### Exercise aim
Nothing in the data may be changed; retype all of it.

### Data for the task
PR #493, opened 2015-11-12
Capture process exit code for 'rtn' and 'last_cmd_rtn' and IGNOREEOF support.

nicfit:
While exploring xonsh I had a failed command and tested out what `echo $?` would do, I found 
that is what not what I expected, which is of course what bash does.  I dug deeper and found 
the rtn and last_cmd_rtm variable in history and found that my failed commands (e.g 'ls missingfille' and 'man missingmanpage') contain 0 for there exits codes, which is wrong as both exit non-zero for fails... this pull request fixes this. 

Also added IGNOREEOF, with bash-like behavior (true/false but not integer values currently).
I can split this into 2 pull-requests if desired.

Thanks for xonsh, the prospect of replacing bash is huge.

### DIFF
--- a/docs/envvars.rst
+++ b/docs/envvars.rst
@@ -74,6 +74,9 @@ applicable.
       - xonsh.environ.FORMATTER_DICT  
       - Dictionary containing variables to be used when formatting PROMPT and TITLE 
         see `Customizing the Prompt <tutorial.html#customizing-the-prompt>`_.
+    * - IGNOREEOF
+      - ``False``
+      - Prevents Ctrl-D from exiting the shell.
     * - INDENT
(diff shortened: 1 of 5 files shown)


krader1961:
Since I gave a LGTM for the IGNOREEOF portion of your pull request but not the exit code portion I think it is worth saying that unrelated changes should be segregated to separate pull requests (i.e., in separate branches).

nicfit:
Okay, I'll close an reopen, as separate pull requests. The IGNOREEOF add and message like "Use exit to close".. ala bash.  Based on your suggestions, I'll mess with the exit status fix for a future pull request.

### Response
PR #493, opened 2015-11-12
Capture process exit code for 'rtn' and 'last_cmd_rtn' and IGNOREEOF support.

nicfit:
While exploring xonsh I had a failed command and tested out what `echo $?` would do, I found 
that is what not what I expected, which is of course what bash does.  I dug deeper and found 
the rtn and last_cmd_rtm variable in history and found that my failed commands (e.g 'ls missingfille' and 'man missingmanpage') contain 0 for there exits codes, which is wrong as both exit non-zero for fails... this pull request fixes this. 

Also added IGNOREEOF, with bash-like behavior (true/false but not integer values currently).
I can split this into 2 pull-requests if desired.

Thanks for xonsh, the prospect of replacing bash is huge.

### DIFF
--- a/docs/envvars.rst
+++ b/docs/envvars.rst
@@ -74,6 +74,9 @@ applicable.
       - xonsh.environ.FORMATTER_DICT  
       - Dictionary containing variables to be used when formatting PROMPT and TITLE 
         see `Customizing the Prompt <tutorial.html#customizing-the-prompt>`_.
+    * - IGNOREEOF
+      - ``False``
+      - Prevents Ctrl-D from exiting the shell.
     * - INDENT
(diff shortened: 1 of 5 files shown)


krader1961:
Since I gave a LGTM for the IGNOREEOF portion of your pull request but not the exit code portion I think it is worth saying that unrelated changes should be segregated to separate pull requests (i.e., in separate branches).

nicfit:
Okay, I'll close an reopen, as separate pull requests. The IGNOREEOF add and message like "Use exit to close".. ala bash.  Based on your suggestions, I'll mess with the exit status fix for a future pull request.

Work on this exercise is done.